Finding dense and well-shaped convex clusters in 2-dimensional point sets
Summary
We address the problem of computing a convex region with bounded area and diameter, enclosing the maximum number of points from a planar point set P.
This problem originated from previous work on an automatic pipeline for computing the mitotic count (MC) from histological images. The MC counts mitotic cells within a specific region and serves as a key indicator for determining cancer patient risk levels and treatment regimes. In this context, mitotic cells appear as points in a plane, and we need to identify the optimal mitotic hotspot region - a convex region that is not too elongated (bounded diameter), has a bounded area and contains the maximum number of points.

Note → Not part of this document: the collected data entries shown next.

PR #38, opened 2016-07-21
Split settings and bot code into their own classes.

apottere:
I took the liberty of separating the 3 components (initialization, settings, and botting) up so the code is easier to understand.

Functional changes included in this PR:
* `base64_password` setting is used if `password` is missing, allowing your password to be base64 encoded.  This doesn't mean it's secure, but at least it's not in plaintext so it can't be read over your shoulder.
* ~~Added pokemon CP transfer threshold as a setting.~~


falko100:
:-1:  I don't want the pass encoded. Maybe give the option for encoded password ?

apottere:
Yeah, I can do that.  Working through the merge conflicts right now.

apottere:
Ok, I added a `base64_password` setting that is checked if `password` is empty.

jabbink:
Thanks, looks good. Now I'll have to see how to efficiently merge this with the current `master` and #39 :P

jabbink:
Should be merged in https://github.com/jabbink/PokemonGoBot/tree/pr/38-39

Can't test as the servers are offline

apottere:
Thanks!  I can help merge stuff in too, I realize it probably caused a lot of conflicts.

PR #47, opened 2016-07-22
Walk to Wild Pokemon and new JAVA API PTC class

davidmann4:
* bot walks to wild pokemons
* classname change from PTCLogin to PtcLogin
* bot does not walk away until he catched all bots on location

edit: ups commited my values for item drops - well will be changed with configurable drops anyways

### DIFF
--- a/src/main/kotlin/ink/abb/pogo/scraper/Main.kt
+++ b/src/main/kotlin/ink/abb/pogo/scraper/Main.kt
@@ -23,7 +23,7 @@ import com.pokegoapi.api.map.fort.Pokestop
 import com.pokegoapi.api.player.PlayerProfile
 import com.pokegoapi.api.pokemon.Pokemon
 import com.pokegoapi.auth.GoogleLogin
-import com.pokegoapi.auth.PTCLogin
+import com.pokegoapi.auth.PtcLogin
 import okhttp3.OkHttpClient
 import ink.abb.pogo.scraper.Context
 import ink.abb.pogo.scraper.tasks.Release
@@ -123,7 +123,7 @@ fun main(args: Array<String>) {
     if (username.contains('@')) {
         auth = GoogleLogin(http).login(username, properties.getProperty("password"))
     } else {
-        auth = PTCLogin(http).login(username, properties.getProperty("password"))
+        auth = PtcLogin(http).login(username, properties.getProperty("password"))
     }
     println("Logged in as ${properties.getProperty("username")}")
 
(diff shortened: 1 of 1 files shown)


src/main/kotlin/ink/abb/pogo/scraper/Main.kt
```diff
@@ -313,16 +332,16 @@ fun processMapObjects(api: PokemonGo, pokestops: MutableCollection<Pokestop>) {
 }
 
 val uselessItems = mapOf(
-        Pair(ItemId.ITEM_REVIVE, 8),
+        Pair(ItemId.ITEM_REVIVE, 30),
         Pair(ItemId.ITEM_MAX_REVIVE, 8),
         Pair(ItemId.ITEM_POTION, 5),
-        Pair(ItemId.ITEM_SUPER_POTION, 5),
-        Pair(ItemId.ITEM_HYPER_POTION, 5),
+        Pair(ItemId.ITEM_SUPER_POTION, 50),
```
davidmann4: ups :)

Crackwizard:
nice

jabbink:
Uses only WildPokemon, also you shouldn't walk towards the WildPokemon (they are catchable already).

davidmann4:
Hmm as far as I understood the names:

wildPokemons == pokemons on the map visible in client
catchablePokemon == in range to engage

so my script walks to wild pokemons to make them catchable

davidmann4:
also - quick question: I did not found any loop for throwing pokeballs. Sometimes pokemons escape the first throw. Would this result in a failed attempt atm?

jabbink:
WildPokemon are engageable. Also I slightly changed the code and will merge it in a second.

davidmann4:
cool - thx. can you explain the difference between:

NearbyPokemon
WildPokemon
catchablePokemon 

also the return statement after a sucessfull catch is important IMO - pokestops are nice but catching pokemons should be number one prio.

PS: always nice to see projects which accept/interact with PR :+1:

jabbink:
Pokemon were always number 1 prio in this bot.

NearbyPokemon -> 3 footsteps in the app, need to walk to catch; client does not know exact coordinates

WildPokemon -> not directly beneath you, but server allows capturing it and the client determines itself when to show these to you (not all are shown at all times); 1-2 footsteps

CatchablePokemon -> you're basically standing on them and the official client shows them, like WildPokemon directly catchable.

davidmann4:
so why we do use CatchablePokemon in the loop? sounds like

CatchablePokemon.count() < WildPokemon.count()

jabbink:
Uhm, can't seem to find which line you mean.

davidmann4:
https://github.com/jabbink/PokemonGoBot/blob/master/src/main/kotlin/ink/abb/pogo/scraper/Main.kt#L213

jabbink:
That line returns `WildPokemon` and `MapPokemon`. Neither require walking.

Also a huge refactoring is incoming which should make the code a lot more readable.

PR #65, opened 2016-07-22
Fixed wrong level progress percentage

### LINKED ISSUE #22: % of XP to level up broken
from 90-ish % to 40-ish %.

I think the error is there [Main.kt#L.295](https://github.com/jabbink/PokemonGoBot/blob/master/src/main/kotlin/ink/abb/pogo/scraper/Main.kt#L295).

Will do a PR if I have time later ;)

benestr:
Using the required xp list rom the decoded protobuf file(https://www.reddit.com/r/pokemongodev/comments/4t59t1/decoded_game_master_protobuf_file_v01_all_pokemon/d5f2rk8)

Fixes #22

### DIFF
--- a/src/main/kotlin/ink/abb/pogo/scraper/tasks/UpdateProfile.kt
+++ b/src/main/kotlin/ink/abb/pogo/scraper/tasks/UpdateProfile.kt
@@ -15,11 +15,16 @@ import ink.abb.pogo.scraper.Task
 import java.text.DecimalFormat
 
 class UpdateProfile : Task {
+
+    val requiredXp = arrayOf(0, 1000, 3000, 6000, 10000, 15000, 21000, 28000, 36000, 45000, 55000, 65000, 75000,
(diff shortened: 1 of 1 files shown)


jabbink:
What do the numbers in stats.nextLevelXp represent anyways then?

Because if those numbers somehow contain the required information as well, I'd rather use this dynamic provided info instead of some static list of numbers that might change in the future and is extracted from the apk.

benestr:
prevLevelXp is the xp required for the level before the current one and nextLevelXp is xp required for the next level up. 
So if I'm level 13 prevLevelUp is the xp required to reach level 12(65000) and nextLevelUp is the xp required for level 14(85000). No idea why they would do it that way...
So as far as I understand there is no way to get the xp that was needed for the current level (75000) without a list, it's not guaranteed to be in the middle. Considering the info is in the apk the app probably uses the list, too.

I doubt they would change the xp requirements anyway. Players would suddenly jump levels, not to mention the level up rewards.

apottere:
+1 from me - if/when the data is updated, we can always change it back.  If the levels are included in the APK, it's almost guaranteed that they aren't changing.

PR #69, opened 2016-07-22
Add color in console

dommerq:
Add some pretty colors so it's easier to read when you catch some pokemon (green) or when something when wrong (red)

### DIFF
--- a/src/main/kotlin/ink/abb/pogo/scraper/Log.kt
+++ b/src/main/kotlin/ink/abb/pogo/scraper/Log.kt
@@ -1,3 +1,6 @@
+import java.text.SimpleDateFormat
+import java.util.*
+
 class Log {
 
     companion object {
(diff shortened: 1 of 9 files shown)


alexvndre:
👍

apottere:
Could we use something like this instead of rolling our own log? https://github.com/Tuxdude/logback-colorizer/blob/master/README.md

dommerq:
Looks overkill to me, I think there's too much config on this ¯\_(ツ)_/¯

RaeneDev:
gotta make things perty. 
If nothing has been added/researched i can look into something for this in a couple hours. I was possibly thinking of making a GUI to add a launch button, change config settings, and an option to hide output such as item drops but I mostly do web languages so I'm not sure how well or even if I could do this.

jabbink:
Too be honest, using slf4j with logback sounds better imo, but I have to agree that this is an overkill for to add now and in case we ever want to switch, replacing this with slf4j should still be easy to do.

jabbink:
Also my console apparently doesn't get resets.

image

dommerq:
wow that's weird. Reset works because you get the normal grey color after but I don't know what those characters are :/ 
Will look and update this PR.

jabbink:
While you're at it, could you add logging of the time?

jabbink:
Reset works fine in the IntelliJ console by the way.

Probably some bug with pantheon-terminal + zsh.

dommerq:
Can't test pantheon-terminal, I'm on OSX. (using zsh on OSX, it works :/ )

I'm gonna add the time yep

apottere:
@RaeneDev I'm looking into adding a web frontend too.

jabbink:
Too late, but I notice the namespace of the logging thing is `Log`

Will change that tomorrow.

PR #115, opened 2016-07-23
Softban detection

meMo-Minsk:
When bot stopped at Pokestop and find 0 XP and 0 items then you are probably soft banned.
Trying to wait for some minutes...


jabbink:
See, https://github.com/jabbink/PokemonGoBot/pull/124/commits/f75022cc3d4965ebe978973d178d814006d930fc#diff-5c5bc47946b29666c9e46807b63efff1R67

doesn't work

PR #117, opened 2016-07-23
Added option to set prefered pokemon when having multiple that can be catched

shilch:
When having multiple pokemon that can be catched, the bot will prefer these in the list.
Also updated authors.md


jabbink:
I don't think this is really that useful, it doesn't often happen that there are multiple pokemon on one spot, and even then it will quickly catch all of them.

shilch:
Ok did not know that.

PR #123, opened 2016-07-23
hatch eggs

jabbink:


KyleBoyer:
Will this put the highest KM egg in the disposable incubator and the lowest in the reusable? This is how you'd get the most usage out of the incubators.

jabbink:
Nope, while coding this I thought I could be lazy as you always have the infinite incubator and the bot walks so much that on all my bot accounts I didn't have any eggs at all after 3-4 hours. But this can be fixed, yes.

PR #134, opened 2016-07-23
Only transfer pokemon when both IV and CP are lower than treshold

### LINKED ISSUE #126: Behaviour of ReleasePokemon
Right now the bot transfers a pokemon if it has iv < maxIV OR if cp<maxCP.
Shouldn't it be  iv < maxIV AND if cp<maxCP?

e-fisher:
Only transfer pokemon when both IV and CP are lower than threshold, resolves #126


pr0ves:
Done in #135

jabbink:
Also this didn't allow setting `-1` as value to not care about either CP or IV.

PR #147, opened 2016-07-23
Moved the shouldAutoTransfer check before starting the thread

pr0ves:
As title.


pr0ves:
Added feature to save the token directly to config.properties. The problem is that it shuffles the orders of the properties when writing. A solution would be to implement  PropertiesConfiguration from [Apache Commons Configuration](http://commons.apache.org/proper/commons-configuration//userguide/howto_properties.html#Properties_files)

e-fisher:
I'm not sure which IV is wrong, but they don't match: https://i.imgur.com/g5vVRew.png

pr0ves:
When catching the pokemon it printa the IVpercentage,  when transferring it primts the IV. 
Going to fix it right now.

neox387:
config file gets mixed up when saving the token

pr0ves:
Needs a way to try to login with username and password if the login with token fails.

Akkadius:
I was just thinking saving the token into config file would be nice, then you just went and implemented it

src/main/kotlin/ink/abb/pogo/scraper/Main.kt
```diff
@@ -93,7 +97,12 @@ fun main(args: Array<String>) {
     Log.normal("Logged in as $username with token ${auth.token.contents}")
 
     if (token.isBlank()) {
-        Log.normal("Set this token in your config to log in directly")
+        Log.normal("Setting this token in your config")
+        settings.setToken(auth.token.contents)
+        val out = FileOutputStream("config.properties")
+        settings.properties.store(out,null)
```
jabbink: Doesn't this fully rewrite the file and removes all comments?

src/main/kotlin/ink/abb/pogo/scraper/tasks/CatchOneNearbyPokemon.kt
```diff
@@ -53,7 +53,8 @@ class CatchOneNearbyPokemon : Task {
 
                     if (result.status == CatchPokemonResponse.CatchStatus.CATCH_SUCCESS) {
                         ctx.pokemonStats.first.andIncrement
-                        var message = "Caught a ${catchablePokemon.pokemonId} with CP ${encounterResult.wildPokemon.pokemonData.cp} using $ball"
+                        val iv = (encounterResult.wildPokemon.pokemonData.individualAttack + encounterResult.wildPokemon.pokemonData.individualDefense + encounterResult.wildPokemon.pokemonData.individualStamina) * 100 / 45
```
jabbink: Please use encounterResult.wildPokemon.ivPercentage (or I am mistaken and that is in a different class, in which case extend the extension function in util/pokemon/Pokemon.kt)

src/main/kotlin/ink/abb/pogo/scraper/Main.kt
pr0ves: Yeah, it's because `properties` reformulates all of the properties and print on the file, resetting it first.
The only solution I found on the web is using PropertiesConfiguration from [Apache Commons Configuration](http://commons.apache.org/proper/commons-configuration//userguide/howto_properties.html#Properties_files) but I haven't tried yet.

src/main/kotlin/ink/abb/pogo/scraper/tasks/CatchOneNearbyPokemon.kt
pr0ves: Yeah, it's another class, `pokemonData`. I spent ten minutes trying to find why it didn't let me use ivPercentage before figuring it out.

src/main/kotlin/ink/abb/pogo/scraper/Main.kt
jabbink: :/ Then I'd rather not have this in here because it will probably confuse people

pr0ves: I'll find a way to only modify the token

pr0ves:
Managed to fix it. Going to close this pr and open another to merge with develop.

PR #153, opened 2016-07-23
Change caught to collected

Pblolpb:
Phrasing of catching items sounds wrong. I think collecting is better.


pr0ves:
Well... it's "gotta catch 'em all" not "gotta collect 'em all".

Akkadius:
This PR is kind of ridiculous, not gonna lie

Pblolpb:
True, when you say it that way, I guess catch does make sense.  I just wasn't sure if it was it was supposed to be catch for both the pokemon and items.

pr0ves:
I'll close then.

Issue #34, opened 2016-07-21
Suggestion - Pokeball type by CP


PancakeZik:
I was wondering if you could add this, I'm at a high level and it would make sense to use pokeballs for low CP pokemon, great balls for medium and ultra for high CPs.

Could this be implemented?

Thank you very much!

falko100:
Already in there:
Program.cs:453-461

```
        // Use better balls for high CP pokemon
            if (masterBallsCount > 0 && pokemonCP >= 1000)
                return MiscEnums.Item.ITEM_MASTER_BALL;

            if (ultraBallsCount > 0 && pokemonCP >= 600)
                return MiscEnums.Item.ITEM_ULTRA_BALL;

            if (greatBallsCount > 0 && pokemonCP >= 350)
                return MiscEnums.Item.ITEM_GREAT_BALL;
```

PancakeZik:
I'm sorry, but should I just paste it anywhere on the main.kt?

falko100:
No need to do anything. It is already in the latest version on this repo. Just do a git pull and run it. Works fine :+1:

PancakeZik:
I'm sorry, but it's really not there.. Aren't you maybe thinking about some other bot?

falko100:
Sorry yea. C# bot :fearful:  Sorry :dancer:

CosmoRing:
For now i don't think it's possible because this bot is using the PokeGOAPI-Java and when you find a pokemon you get a EncounterResult and for now there is no way to get the pokemon data (CP and other stuff) from it.

PancakeZik:
I thought that might be the case, but then how about a first try with pokeball, then second try with great ball and third with ultra? Would that work?

CosmoRing:
I think PokeGOAPI now has all the needed code to implement this.
But i think there should be a change on how the bot is trying to catch pokemons. In this moment he tries to catch the pokemon using all the balls of one type. There should be a way to retry catching the pokemon in case the poke balls predefined are all used without success.

PancakeZik:
If somebody could just get the capture probability and make it decide which ball to use it would be great. I don't think changing the ball type would be that important.

jabbink:
Almost done with this feature.

I have the probabilities per ball, curve throw apparently does +10%. How much does a razz berry give?

That way the algo could be optimized to get a pokemon within 2 throws with 99% accuracy.

PR #168, opened 2016-07-24
added a threshold to use razzberries when capturing strong pokemons

ToMeRhh:
This 1800CP snorlax will never run away again!
(don't forget to --refresh-dependencies)


jabbink:
#34 

a better algorithm is incoming based on catch probability; not hardcoded CP levels

jabbink:
implemented in #174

We developed a novel dynamic programming algorithm, the Area-Diameter (AD) algorithm, which solves this problem in O(n^6k) time and O(n^3k) space, where n is the size of P and k is the maximum number of enclosed points. To the best of our knowledge, this is the first polynomial time and exact algorithm to solve this problem.
We implemented the AD algorithm and an existing Area-only (A) algorithm that performs the same task without the diameter constraint in O(n^3k) time and O(n^2k) space. We experimentally compared their performance and solutions for three types of point sets: uniformly distributed sets with increasing size, normally distributed sets with increasing standard deviation and real-world medical data. For the AD algorithm, we test different diameters.
Our results show that despite the higher worst-case complexity of the AD algorithm, the bound on the diameter enables significant pruning that often makes our algorithm practically faster than the A algorithm for moderately dense point sets. The performance of the A algorithm does not change with different point set distributions, but the solutions tend to be too elongated and beyond acceptable limits for medical applications. Finally, we show that our algorithm can process real-world medical datasets in a reasonable time, delivering exact solutions that are better - in terms of the number of enclosed points - than those found by existing methods.